Can this proposition work out : (I know it sounds crazy )

Is it possible to claim work experience points based on Diploma qualification and the educational qualification points on Degree ?





stormgal said:


> Before I lodged my application, I asked DIAC that question as my intent was to claim 8 years of work experience, of which a few months of the 8 years were done while I was completing my bachelors degree.
> 
> Their response was that anything before the qualification is not counted because it is not considered to be skilled, but that if you are able to prove your work experience of 20 hours or more *during* the time you were going to school, then that, which is considered to be "semi-qualified" may be counted.
> 
> But I would still email the DIAC if I were your friend.


----------



## JBY (May 17, 2011)

lifeisgood said:


> One of my friend has completed his diploma in electronics and has work experience of around 16 years. He's gonna complete his BE degree (part-time) in Sep'12.
> can he claim the 15 points for "Overseas work employment" and also the 15 points for "educational qualification" or will he have to settle for only 10 points for the diploma ?
> 
> does DIAC consider work experience BEFORE degree completion ?
> ...


From my own experience, i would say YES they do calculate it as long as its proper full time work experience. 

In my case i had got my associate degree, worked for 3 years then did my Bachelor's degree. ACS & DIAC both calculated my work experience before my bachelor's degree.

I did my bachelor's degree while i was working, but diac & acs calculated it as "full time", however i finished from a highly reputable university which may have added weight to it.


----------



## lifeisgood (Mar 30, 2010)

So you claimed points for the work experience (based on the associate degree but prior to the bachelors degree completion) as well as the points for bachelors degree qualification ?



JBY said:


> From my own experience, i would say YES they do calculate it as long as its proper full time work experience.
> 
> In my case i had got my associate degree, worked for 3 years then did my Bachelor's degree. ACS & DIAC both calculated my work experience before my bachelor's degree.
> 
> I did my bachelor's degree while i was working, but diac & acs calculated it as "full time", however i finished from a highly reputable university which may have added weight to it.


----------



## JBY (May 17, 2011)

lifeisgood said:


> So you claimed points for the work experience (based on the associate degree but prior to the bachelors degree completion) as well as the points for bachelors degree qualification ?

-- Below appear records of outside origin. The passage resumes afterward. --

PR #1511, opened 2024-04-25
Enable SF 10,000 in Github Actions

hendrikmakait:
Extracted from #1506

### DIFF
--- a/.github/workflows/tpch.yml
+++ b/.github/workflows/tpch.yml
@@ -5,9 +5,10 @@ on:
       scale:
         description: 'Scale Factor'
         required: true
-        default: 1000
+        default: 10000
         type: choice
         options:
+          - 10000
           - 1000
           - 100
           - 10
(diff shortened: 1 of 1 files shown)


.github/workflows/tpch.yml
```diff
@@ -33,11 +34,6 @@ on:
         default: true
         type: boolean
 
-concurrency:
-  # Only allow a single run at a time to rate limiting
-  group: tpch
-  cancel-in-progress: true
```
fjetter, line 39: I think we should have some kind of control but maybe a little more granular. I'm fine either way about the job as long as we're a little careful

fjetter (approved):

.github/workflows/tpch.yml
hendrikmakait: I figured you had some reason to remove it for now so I stuck with that, I'm happy to iterate on this.

PR #1516, opened 2024-05-21
Revert pip compile workflow

fjetter:
I suggested to use a toolchain that supported depandabot, see https://github.com/coiled/benchmarks/issues/1437 
which triggered a migration to pip-compile in https://github.com/coiled/benchmarks/pull/1447

I personally had a hard time working with this new structure and pip compile and believe we should revert back to a pure conda workflow.

I think a different way of achieving a similar result (maybe w/out dependabot idk) would be to use [conda lock](https://github.com/conda/conda-lock) or even [pixi](https://github.com/prefix-dev/pixi)


hendrikmakait (approved):
LGTM

PR #1519, opened 2024-08-01
Add a benchmark for take

phofl:


tests/benchmarks/test_array.py
```diff
@@ -257,3 +258,29 @@ def test_map_overlap_sample(small_client, new_array):
...
+    indexer = list(flatten(_create_indexer(n, chunk_n)))
+    x[:, indexer, :].sum().compute()
+
+
+# def test_shuffle(small_client, new_array):
+#     n = 2000
+#     chunk_n = 250
+#     x = new_array((n, n, n), chunks=(chunk_n, chunk_n, chunk_n))
+#     indexer = _create_indexer(n, chunk_n)
+#     x.shuffle(indexer, axis=1).sum().compute()
```
hendrikmakait, line 286:
```suggestion
```

tests/benchmarks/test_array.py
```diff
@@ -257,3 +258,29 @@ def test_map_overlap_sample(small_client, new_array):
...
+    indexer = []
+    for i in range(0, n, chunk_n):
+        indexer.append(idx[i : i + chunk_n].tolist())
+    return indexer
+
+
+def test_take(small_client, new_array):
+    n = 2000
+    chunk_n = 250
+    x = new_array((n, n, n), chunks=(chunk_n, chunk_n, chunk_n))
```
hendrikmakait, line 276: nit: Annotating some data sizes would be interesting.

tests/benchmarks/test_array.py
```diff
@@ -257,3 +258,29 @@ def test_map_overlap_sample(small_client, new_array):
...
+    idx = np.arange(0, n)
+    np.random.shuffle(idx[: n // 10])
+
+    indexer = []
+    for i in range(0, n, chunk_n):
+        indexer.append(idx[i : i + chunk_n].tolist())
+    return indexer
+
+
+def test_take(small_client, new_array):
```
hendrikmakait, line 273: Is this test based on some real-world use case? If so, some context would be helpful.

hendrikmakait (commented):
Waiting for CI before approving but leaving some comments already.

tests/benchmarks/test_array.py
phofl: should have converted to draft, I don't want to merge this before shuffle is available

tests/benchmarks/test_array.py
phofl: this is the smallest thing that the current implementation can still handle in reasonable time... everything bigger blows up

PR #1521, opened 2024-08-02
Add stability test for private pip install

### LINKED ISSUE #1245: Add tests for installing private package with `PipInstall` plugin
We should test that the `PipInstall` plugin works with setting the token via `client.send_private_envs`.

hendrikmakait:
Closes #1245


phofl (approved):

phofl:
thx

PR #1523, opened 2024-08-02
Truncate `test_run` table in `benchmark.db` to the last 90 days

hendrikmakait:
This PR truncates the `test_run` table in the `benchmark.db` to the runs of the last 90 days. This reduces the size of the database from ~10 GB to ~500 MB and keeps it at that level. Currently, CI workers are unable to process the existing DB causing CI to fail since June 1st.

We don't truncate `tpch_run` since we don't store `start`.


phofl:
thx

I claimed work experience for both WORK after my associate degree & also work experience after my bachelor's degree. All my work experience was proper full time non of it was part-time. 

And yes for education points they where based on my Bachelor's degree.


----------



## lifeisgood (Mar 30, 2010)

have been trying in vain to find the email id where I can post my ques to DIAC ..would you be able to give me the email-id plz?



stormgal said:


> Before I lodged my application, I asked DIAC that question as my intent was to claim 8 years of work experience, of which a few months of the 8 years were done while I was completing my bachelors degree.
> 
> Their response was that anything before the qualification is not counted because it is not considered to be skilled, but that if you are able to prove your work experience of 20 hours or more *during* the time you were going to school, then that, which is considered to be "semi-qualified" may be counted.
> 
> But I would still email the DIAC if I were your friend.


----------



## hahamed (Apr 7, 2011)

lifeisgood said:


> One of my friend has completed his diploma in electronics and has work experience of around 16 years. He's gonna complete his BE degree (part-time) in Sep'12.
> can he claim the 15 points for "Overseas work employment" and also the 15 points for "educational qualification" or will he have to settle for only 10 points for the diploma ?
> 
> does DIAC consider work experience BEFORE degree completion ?
> ...


This is a tough call & risky as well.

I had 15 for my BE EE & 15 for my Overseas work exp (8+years Fulltime work non overlapping with Full time Study). U cant claim Full-time point for both at same time, i mean Fulltime Student & Skilled worker. I think its clearly mentioned in GSM Booklet as well.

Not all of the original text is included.